Extracted material below:

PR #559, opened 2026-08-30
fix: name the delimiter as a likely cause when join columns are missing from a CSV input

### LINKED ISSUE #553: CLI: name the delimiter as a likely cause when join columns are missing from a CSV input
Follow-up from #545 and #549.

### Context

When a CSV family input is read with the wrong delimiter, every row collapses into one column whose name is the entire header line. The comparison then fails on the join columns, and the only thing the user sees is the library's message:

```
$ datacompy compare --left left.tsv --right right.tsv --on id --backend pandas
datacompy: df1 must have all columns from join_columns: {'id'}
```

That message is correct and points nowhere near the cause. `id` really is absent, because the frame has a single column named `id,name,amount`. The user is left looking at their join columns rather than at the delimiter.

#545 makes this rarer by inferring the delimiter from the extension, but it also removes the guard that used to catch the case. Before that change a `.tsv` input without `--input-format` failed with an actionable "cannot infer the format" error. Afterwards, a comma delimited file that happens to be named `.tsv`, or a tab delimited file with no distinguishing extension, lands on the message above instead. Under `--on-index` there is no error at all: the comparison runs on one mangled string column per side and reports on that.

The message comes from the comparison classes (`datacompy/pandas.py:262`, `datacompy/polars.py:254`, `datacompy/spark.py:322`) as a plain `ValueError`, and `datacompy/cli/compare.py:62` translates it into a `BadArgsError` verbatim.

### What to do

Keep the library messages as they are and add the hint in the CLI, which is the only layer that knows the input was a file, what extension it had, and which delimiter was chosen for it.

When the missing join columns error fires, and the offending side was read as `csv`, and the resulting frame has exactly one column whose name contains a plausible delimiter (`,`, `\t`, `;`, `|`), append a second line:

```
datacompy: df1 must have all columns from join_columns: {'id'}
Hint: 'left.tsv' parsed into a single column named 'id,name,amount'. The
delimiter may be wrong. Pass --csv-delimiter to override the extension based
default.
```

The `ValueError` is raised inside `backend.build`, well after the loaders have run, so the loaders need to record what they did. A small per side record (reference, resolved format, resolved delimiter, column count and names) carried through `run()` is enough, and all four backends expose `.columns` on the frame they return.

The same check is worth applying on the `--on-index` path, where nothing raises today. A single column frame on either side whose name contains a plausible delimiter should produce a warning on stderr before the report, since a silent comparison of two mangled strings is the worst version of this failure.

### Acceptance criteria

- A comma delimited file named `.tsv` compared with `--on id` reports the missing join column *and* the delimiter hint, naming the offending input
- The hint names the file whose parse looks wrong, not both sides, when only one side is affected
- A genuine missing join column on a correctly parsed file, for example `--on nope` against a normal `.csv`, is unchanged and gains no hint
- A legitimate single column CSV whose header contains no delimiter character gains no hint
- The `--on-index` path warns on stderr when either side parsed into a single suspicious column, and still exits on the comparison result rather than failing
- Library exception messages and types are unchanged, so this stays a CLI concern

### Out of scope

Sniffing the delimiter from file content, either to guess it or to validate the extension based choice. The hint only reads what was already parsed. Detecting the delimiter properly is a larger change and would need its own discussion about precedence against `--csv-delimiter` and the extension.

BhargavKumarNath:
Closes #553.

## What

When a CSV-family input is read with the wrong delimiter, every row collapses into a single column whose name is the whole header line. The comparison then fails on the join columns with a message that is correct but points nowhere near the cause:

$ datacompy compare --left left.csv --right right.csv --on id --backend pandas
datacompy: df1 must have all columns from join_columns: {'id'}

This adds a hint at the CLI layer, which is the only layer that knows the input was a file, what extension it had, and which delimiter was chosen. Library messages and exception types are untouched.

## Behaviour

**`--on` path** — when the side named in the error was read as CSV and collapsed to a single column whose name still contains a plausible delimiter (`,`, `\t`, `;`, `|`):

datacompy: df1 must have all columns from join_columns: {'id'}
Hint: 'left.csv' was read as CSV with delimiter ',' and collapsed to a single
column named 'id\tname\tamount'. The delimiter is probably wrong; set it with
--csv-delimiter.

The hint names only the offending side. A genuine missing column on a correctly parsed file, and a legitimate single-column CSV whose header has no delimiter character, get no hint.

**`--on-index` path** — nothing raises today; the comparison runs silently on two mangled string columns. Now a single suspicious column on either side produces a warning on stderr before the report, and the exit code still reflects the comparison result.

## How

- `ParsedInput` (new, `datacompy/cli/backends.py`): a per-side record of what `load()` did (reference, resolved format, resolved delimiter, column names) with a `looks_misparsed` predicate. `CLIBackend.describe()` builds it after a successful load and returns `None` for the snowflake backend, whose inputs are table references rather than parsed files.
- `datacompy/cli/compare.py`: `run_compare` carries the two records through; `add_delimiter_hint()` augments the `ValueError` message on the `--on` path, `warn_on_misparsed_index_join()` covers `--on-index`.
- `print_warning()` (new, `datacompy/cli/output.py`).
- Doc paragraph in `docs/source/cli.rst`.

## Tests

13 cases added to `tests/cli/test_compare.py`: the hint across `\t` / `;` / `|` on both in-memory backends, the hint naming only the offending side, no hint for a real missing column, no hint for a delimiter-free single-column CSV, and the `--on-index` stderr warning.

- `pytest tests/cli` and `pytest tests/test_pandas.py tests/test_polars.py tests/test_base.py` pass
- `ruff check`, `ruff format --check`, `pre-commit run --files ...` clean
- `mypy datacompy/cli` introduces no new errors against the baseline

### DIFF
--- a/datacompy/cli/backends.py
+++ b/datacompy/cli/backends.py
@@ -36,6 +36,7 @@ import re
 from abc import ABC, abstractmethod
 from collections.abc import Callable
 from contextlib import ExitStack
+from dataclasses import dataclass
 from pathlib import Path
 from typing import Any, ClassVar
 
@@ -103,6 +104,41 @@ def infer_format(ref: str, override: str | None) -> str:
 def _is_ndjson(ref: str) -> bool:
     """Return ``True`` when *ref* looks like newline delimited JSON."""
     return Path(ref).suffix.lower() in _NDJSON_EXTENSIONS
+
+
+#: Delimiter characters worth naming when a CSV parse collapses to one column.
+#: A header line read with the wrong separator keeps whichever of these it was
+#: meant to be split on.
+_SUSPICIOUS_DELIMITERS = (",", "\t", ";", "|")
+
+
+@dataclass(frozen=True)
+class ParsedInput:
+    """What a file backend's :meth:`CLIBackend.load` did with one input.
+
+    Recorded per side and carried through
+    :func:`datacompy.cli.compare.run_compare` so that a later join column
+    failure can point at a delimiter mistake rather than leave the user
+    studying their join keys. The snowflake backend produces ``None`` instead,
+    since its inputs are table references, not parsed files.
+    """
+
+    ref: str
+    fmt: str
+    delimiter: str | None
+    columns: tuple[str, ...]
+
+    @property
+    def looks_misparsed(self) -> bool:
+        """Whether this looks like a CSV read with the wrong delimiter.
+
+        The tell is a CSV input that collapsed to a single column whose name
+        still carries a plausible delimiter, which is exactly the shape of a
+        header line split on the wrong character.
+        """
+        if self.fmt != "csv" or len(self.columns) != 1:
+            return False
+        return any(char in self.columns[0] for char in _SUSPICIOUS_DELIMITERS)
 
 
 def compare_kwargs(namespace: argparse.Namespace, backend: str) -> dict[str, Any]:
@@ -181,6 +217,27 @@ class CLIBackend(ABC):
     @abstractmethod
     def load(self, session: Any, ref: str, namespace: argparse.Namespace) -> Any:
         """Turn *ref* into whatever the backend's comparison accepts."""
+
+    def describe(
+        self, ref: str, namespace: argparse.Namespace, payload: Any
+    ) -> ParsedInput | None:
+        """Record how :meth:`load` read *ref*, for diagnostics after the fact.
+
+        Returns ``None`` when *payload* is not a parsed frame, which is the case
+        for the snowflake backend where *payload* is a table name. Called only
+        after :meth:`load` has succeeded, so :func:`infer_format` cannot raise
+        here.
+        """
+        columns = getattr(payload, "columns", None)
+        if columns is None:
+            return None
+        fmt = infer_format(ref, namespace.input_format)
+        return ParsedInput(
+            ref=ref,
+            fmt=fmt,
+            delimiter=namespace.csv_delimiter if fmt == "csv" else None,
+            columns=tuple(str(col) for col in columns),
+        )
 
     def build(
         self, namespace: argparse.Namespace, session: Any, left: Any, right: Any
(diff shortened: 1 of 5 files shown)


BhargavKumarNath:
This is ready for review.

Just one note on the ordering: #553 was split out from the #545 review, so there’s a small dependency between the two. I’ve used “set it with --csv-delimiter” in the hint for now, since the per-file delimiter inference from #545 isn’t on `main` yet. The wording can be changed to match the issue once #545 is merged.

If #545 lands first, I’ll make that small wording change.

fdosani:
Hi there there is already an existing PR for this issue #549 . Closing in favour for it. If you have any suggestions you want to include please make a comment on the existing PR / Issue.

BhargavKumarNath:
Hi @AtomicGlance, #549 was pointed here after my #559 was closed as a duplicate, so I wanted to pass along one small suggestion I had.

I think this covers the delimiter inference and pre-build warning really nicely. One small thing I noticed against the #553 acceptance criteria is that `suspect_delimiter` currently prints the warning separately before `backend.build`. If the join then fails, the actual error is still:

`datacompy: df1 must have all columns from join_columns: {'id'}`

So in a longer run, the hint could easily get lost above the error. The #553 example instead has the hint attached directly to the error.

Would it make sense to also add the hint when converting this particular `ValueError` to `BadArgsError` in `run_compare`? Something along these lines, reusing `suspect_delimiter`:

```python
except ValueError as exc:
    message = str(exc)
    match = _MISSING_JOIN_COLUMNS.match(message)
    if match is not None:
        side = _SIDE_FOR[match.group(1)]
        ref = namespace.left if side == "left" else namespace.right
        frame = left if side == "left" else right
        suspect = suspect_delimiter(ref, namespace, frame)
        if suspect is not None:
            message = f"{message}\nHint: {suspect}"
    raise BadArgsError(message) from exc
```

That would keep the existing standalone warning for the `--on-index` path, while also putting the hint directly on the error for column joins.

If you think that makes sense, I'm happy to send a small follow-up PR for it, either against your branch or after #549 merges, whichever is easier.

End of Extracted material.

:: The task ::
Going back over the entries above, copy word for word every line from the one that has "char in _SUSPICIOUS_DELIMITERS)" on through the one that has "This is ready for review.".

:: Response to the exercise ::
+        return any(char in self.columns[0] for char in _SUSPICIOUS_DELIMITERS)
 
 
 def compare_kwargs(namespace: argparse.Namespace, backend: str) -> dict[str, Any]:
@@ -181,6 +217,27 @@ class CLIBackend(ABC):
     @abstractmethod
     def load(self, session: Any, ref: str, namespace: argparse.Namespace) -> Any:
         """Turn *ref* into whatever the backend's comparison accepts."""
+
+    def describe(
+        self, ref: str, namespace: argparse.Namespace, payload: Any
+    ) -> ParsedInput | None:
+        """Record how :meth:`load` read *ref*, for diagnostics after the fact.
+
+        Returns ``None`` when *payload* is not a parsed frame, which is the case
+        for the snowflake backend where *payload* is a table name. Called only
+        after :meth:`load` has succeeded, so :func:`infer_format` cannot raise
+        here.
+        """
+        columns = getattr(payload, "columns", None)
+        if columns is None:
+            return None
+        fmt = infer_format(ref, namespace.input_format)
+        return ParsedInput(
+            ref=ref,
+            fmt=fmt,
+            delimiter=namespace.csv_delimiter if fmt == "csv" else None,
+            columns=tuple(str(col) for col in columns),
+        )
 
     def build(
         self, namespace: argparse.Namespace, session: Any, left: Any, right: Any
(diff shortened: 1 of 5 files shown)


BhargavKumarNath:
This is ready for review.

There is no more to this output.